My wife combines the choc mousse and cheesecake ideas for a decent (vegan :/ ) chocolate cheesecake. I couldn’t give you a recipe as just about everything goes in it!


----------



## YumYumSauce (Jun 25, 2020)

Id go for an avocado ice cream. Its frozen anyways so you can store a bunch away.


----------



## swarfrat (Jun 25, 2020)

Good Eats S09E11 Curious Yet Tasty Avocado Experiments


----------



## lowercasebill (Jun 25, 2020)




----------



## Kitchenchem (Jun 25, 2020)

I make avocado pie. It’s the recipe for Key Lime pie but substitute avocado for the egg yokes, and you don’t have to bake the pie just the crust.


----------



## SeattleBen (Jun 25, 2020)

I'll add to the list of dessert lovers of avocado.


----------



## zatowashi (Jun 25, 2020)

Deep fried avocado sounds amazing!

I love smoothies/milkshake - would probably make enough avocado maki to make myself sick. How about doing some summer rolls? Avocado, rice noodles, veg and some sriracha and peanut sauce is amazing.

I would definitely freeze some based on your yield though.


----------



## pleue (Jun 26, 2020)

Avocado pasta is lovely, cook pasta, drain reserving some liquid.
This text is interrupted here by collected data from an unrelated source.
PR #1142, opened 2023-10-09
OAK-10475 - Expose the Mongo client connection in MongoDocumentNodeStoreBuilderBase

nfsantos:
This is a follow up of OAK-10453, which changed the indexing job to use custom codecs when downloading from Mongo. For this, the indexing logic needs access to the Mongo Connection to register the codec. If a library client uses MongoDocumentNodeStoreBuilderBase to build a MongoDocumentStore instance, then it may also need access to the Mongo connection to pass it to the indexing logic.

### DIFF
--- a/oak-store-document/src/main/java/org/apache/jackrabbit/oak/plugins/document/mongo/MongoDocumentNodeStoreBuilderBase.java
+++ b/oak-store-document/src/main/java/org/apache/jackrabbit/oak/plugins/document/mongo/MongoDocumentNodeStoreBuilderBase.java
@@ -47,6 +47,7 @@ public abstract class MongoDocumentNodeStoreBuilderBase<T extends MongoDocumentN
     private String uri;
     private String name;
     private String collectionCompressionType;
+    private MongoClient mongoClient;
 
     /**
      * Uses the given information to connect to to MongoDB as backend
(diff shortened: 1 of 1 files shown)


oak-store-document/src/main/java/org/apache/jackrabbit/oak/plugins/document/mongo/MongoDocumentNodeStoreBuilderBase.java
```diff
@@ -212,6 +213,15 @@ MongoStatus getMongoStatus() {
         return mongoStatus;
     }
 
+    /**
+     * Returns the MongoDB client configured in the {@link #setMongoDB(String, String, int)} method.
+     *
+     * @return the client or null if the {@link #setMongoDB(String, String, int)} method hasn't been called.
+     */
+    public MongoClient getMongoClient() {
+        return mongoClient;
```
thomasmueller, line 222: This would make the mongoClient field obsolete:
```suggestion
        return mongoDBConnection.getClient();
```

nfsantos: The class is not keeping a reference to `mongoDBConnection` in a field. We could change it to keep `mongoDBConnection` in a field instead of the references to `mongoClient` for `mongoDBConnection.getClient()` and `mongoStatus` for `mongoDBConnection.getStatus()`, but this would create unnecessary coupling between `MongoDocumentNodeStoreBuilderBase` and `MongoDBConnection`. MongoDBConnection contains fields that are not needed by `MongoDocumentNodeStoreBuilderBase`. I would prefer to leave it as is.

thomasmueller (approved):

PR #1144, opened 2023-10-10
OAK-6760: Convert oak-blob-cloud to OSGi R6 annotations

reschke:


dulceanu (approved):

oak-blob-cloud/src/main/java/org/apache/jackrabbit/oak/blob/cloud/s3/S3DataStoreService.java
```diff
@@ -19,10 +19,23 @@
...
+    @Reference
+    private StatisticsProvider statisticsProvider;
+
     public static final String NAME = "org.apache.jackrabbit.oak.plugins.blob.datastore.S3DataStore";
+
+    protected StatisticsProvider getStatisticsProvider(){
+        return statisticsProvider;
+    }
+
+    protected void setStatisticsProvider(StatisticsProvider statisticsProvider) {
```
kwin, line 38: I would switch to Constructor injection here and still store the field in the common super class. Then you can also make it final. Constructor injection also allows to easily set it to some mock value for tests.

kwin (changes requested):

oak-blob-cloud/src/main/java/org/apache/jackrabbit/oak/blob/cloud/s3/S3DataStoreService.java
reschke: This change just replicates what we have in oak-blob-cloud-azure. If there's a better way to do it, we should do it in "-azure" first, as this apparently has better test coverage.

Mash avos in bowl, add salt, pepper, olive oil, lemon juice, lemon zest, and a knob of butter and add pasta. Stir vigorously while adding pasta water till a sauce develops, serve with grated cheese if desired. 

Avocado smoothies are really good. I do milk, honey, cinnamon, ice, and sometimes a banana.

I grill them a lot and serve them with the same sauce and toppings as yaki nasu. Works great to eat a slightly under avo if you're trying to speed things up.

They are a great base for dressings.

They make a good hummus sub (add the usual hummus ingredients but swap chickpeas for avos.









Avocado Zhug


Here's Christian Leue's California take on zhug, subbing a whole avocado for the customary olive oil and using dried garlic.




laboiteny.com


----------



## boomchakabowwow (Jun 27, 2020)

It turns black frozen, no?


----------



## madelinez (Jun 28, 2020)

It doesn't turn black when frozen but it also won't ripen/soften once defrosted, I'm not a fan of freezing them.

I've been on a spaghetti rampage so will give the avocado pasta a try, sounds great. And also some avocado hummus...


----------



## Dendrobatez (Jun 28, 2020)

Tristan said:


> Umm there is a local phenomenon which is an avocado milkshake, thick and with liquid palm sugar as the sweetener.
> Weird as it sounds I wholeheartedly recommend it.
> Alternatively find some hipsters and sell the excess fruits to them.


First time I had this was from a Moroccan server, very popular over there apperently. 

Anyway you can save them by freezing, cut in half, remove skin and pit, squeeze a lemon over top, put in a vacuum back and use a cutting board to smash them flat. Once sealed they'll last 6mo, thaw quick and make good guac or you can cut it and use as a plating pedestal for salads.


----------